The purpose of the notebook was to identify if the translation steps (6 and 8) were required. It was determined by visual inspection (using an online 3D plotting tool - https://www.geogebra.org/3d?lang=en) that the results were incorrect unless translation was applied for both stages. More explicitly, the first plot_atoms function (see below) placed atom b at the origin and atom c was along the x axis. The calculations were performed to determine the new position for 2 points, which were not translated. The result was correct. However, when this same procedure was used in the second version of plot_atoms (called plot_atoms_new), the positions of the rotated atoms were incorrect. The difference between plot_atoms and plot_atoms_new was that for the new version the entire "molecule" was translated to a random position. Therefore, atom b was no longer at the origin.

Next test required

Perform the rotation on a new set of atomic coordinates that have been translated and do not use a primary axis (i.e. the x, y, or z axis) for the b-c bond. After visualising the results, they look okay as well.

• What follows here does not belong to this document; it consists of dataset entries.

PR #349, opened 2025-02-27
Toolbar: handle many features, tweak stagger anim

laander:
Handle many features:

https://github.com/user-attachments/assets/0f828aca-9544-497a-acdb-02fff4761668

We show a staggered entrance animation for each feature. But if the stagger delay is static and you have a lot of features, that might result in a (too) long animation. So instead, we adjust the stagger delay according to the amount of features in the list so the total animation duration never exceeds 75ms. Here's a demonstration:

https://github.com/user-attachments/assets/ea3c110c-d8e6-443f-b132-8b174d734734

### DIFF
--- a/packages/browser-sdk/src/toolbar/Features.css
+++ b/packages/browser-sdk/src/toolbar/Features.css
@@ -48,15 +48,19 @@
   opacity: 0;
   transform: translateY(-7px);
   transition-property: opacity, transform;
-  transition-duration: calc(0.1s * var(--transition-speed));
+  transition-duration: 0.075s;
   transition-timing-function: cubic-bezier(0.75, -0.015, 0.565, 1.055);
 
   &.show {
     opacity: 1;
     transform: translateY(0);
-    transition-delay: calc(
-      0.075s * var(--transition-speed) / var(--n) * var(--i)
-    );
+/* stagger effect where first item (i=0) has no delay,
+       and delay is based on item count (n) so total animation time always is 509ms */
+    transition-delay: calc(0.05s * var(--i) / max(var(--n) - 1, 1));
+}
+
+  &.hide {
+    visibility: hidden;
   }
 }
 
--- a/packages/browser-sdk/src/toolbar/Features.css
+++ b/packages/browser-sdk/src/toolbar/Features.css
@@ -44,7 +44,6 @@
 }
 
 .feature-row {
-  --transition-speed: 1;
   opacity: 0;
   transform: translateY(-7px);
   transition-property: opacity, transform;
@@ -54,13 +53,9 @@
   &.show {
     opacity: 1;
     transform: translateY(0);
-/* stagger effect where first item (i=0) has no delay,
+    /* stagger effect where first item (i=0) has no delay,
        and delay is based on item count (n) so total animation time always is 509ms */
     transition-delay: calc(0.05s * var(--i) / max(var(--n) - 1, 1));
-}
-
-  &.hide {
-    visibility: hidden;
   }
 }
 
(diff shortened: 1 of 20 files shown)


roncohen:
how about limiting the height/number of shown features to some static number? A huge list isn't useful - you'll use the search anyway. Also, the huge lists takes up a ton of real estate and messes with the feeing that the toolbar is small and light weight. Keeping it limited in height helps it to feel light weight even when you have a ton of features.

packages/browser-sdk/src/toolbar/Toolbar.tsx
```diff
@@ -76,6 +76,10 @@ export default function Toolbar({
   const searchedFeatures =
     search === null ? features : features.filter((f) => f.key.includes(search));
 
+  const sortedFeatures = searchedFeatures.sort((a, b) =>
+    a.key.localeCompare(b.key),
+  );
```
roncohen, line 81: cool but `.sort()` unfortunately updates `searchedFeatures` so the extra variable/assignment just adds noise.

laander: right, went a tad too fast 🙈 fixed

packages/browser-sdk/src/toolbar/Features.css
```diff
@@ -44,16 +44,19 @@
...
+  transition-duration: calc(0.1s * var(--transition-speed));
   transition-timing-function: cubic-bezier(0.75, -0.015, 0.565, 1.055);
 
   &.show {
     opacity: 1;
     transform: translateY(0);
-    transition-delay: calc(0.01s * var(--i));
+    transition-delay: calc(
+      0.075s * var(--transition-speed) / var(--n) * var(--i)
+    );
```
roncohen, line 59: If this was supposed to be max. 0.075s its not doing the intended: 0.075*1/10/9 = 0.00083s, even with 0.075*1/10/10 it only gets to 0.075*1/10/10 = 0.00075

I'd do this instead:`0.075s * var(--i) / var(--n)` which means wait at the most`0.075s` (if --i started from one instead of zero).
And it'd rather go for about half of that: 0.04 to get a snappy feel:

Heres `0.04s` followed by `0.075s`:

https://github.com/user-attachments/assets/5e25d44a-280a-4bd6-8ea2-bc351a28bfe9

I'd also consider decreasing the transition-duration to half:

https://github.com/user-attachments/assets/099c6626-072b-496a-951d-b18a49a03319

laander: > If this was supposed to be max. 0.075s its not doing the intended: 0.0751/10/9 = 0.00083s, even with 0.0751/10/10 it only gets to 0.075*1/10/10 = 0.00075

The last operator is not division ` 0.075*1/10/10` but multiplication ` 0.075*1/10*10`, so it ends up being `= 0,0675`. You're correct, that's 7.5ms off from `0,0750` since it's off by 1 (´--i +1`). but practically that hardly makes a difference .

FWIW `0.075s * var(--i) / var(--n)` is the same as `0.075s / var(--n) * var(--i)` :)

I think your timing tweaks are too aggressive as the stagger effect dissapears almost entirely, but I'll tweak them slightly for a middle-ground.

laander: > I'd do this instead:0.075s * var(--i) / var(--n) which means wait at the most0.075s (if --i started from one instead of zero).

We shouldn't start from `--i + 1` tho as that would result in a delay for the very first item. We want the first item to start animating immediately without delay to not delay the whole animation sequence unnecessarily.
We can however subtract 1 from `--n` instead and cap it at min 1 to avoid division by zero.

Starting to become a lil convoluted, but alas :)

roncohen: > The last operator is not division ` 0.075*1/10/10` but multiplication

doh! I was tired and fighting a cold and had the nagging feeling that I could hurt myself if I tried doing math in that condition. Turns out I was right - and wrong. Apologies for that.

roncohen (approved):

More on quaternions, aka step 7

A quaternion is a special type of number that has 1 real component and 3 imaginary components.

quaternion = [a, bi, cj, dk]

Where a,b,c,d are real numbers, and i^2 = j^2 = k^2 = -1.

To calculate the result of rotation, we use the following formula:

result = q p q-1

Where q-1 is q inverse. q and p-1 are unit quaternions, represented by the following equations:

q = [cos(0.5#), (u_x, u_y, u_z) * sin(0.5#)]

q-1 = [cos(0.5#), -(u_x, u_y, u_z) * sin(0.5#)]

||q|| = 1

p is a vector (p_x, p_y, p_z); in this representation as a quaternion it has a=0.

q p q-1 gives a quaternion with a zero real component and the i,j,k component being equal to the result after rotating by angle # about the axis described by vector u.

Quaternion multiplication follows a special formula, as follows:

[a,u] [b,v] = [a b - u v, (a v + b * u) + u x b]

Note that a and b are real numbers, whereas u and v are vectors with 3 components. The x in this formula means performing a cross product. In the example code below, the cross product is calculated by using the formula for a 3 by 3 matrix determinant. u * v indicates dot product.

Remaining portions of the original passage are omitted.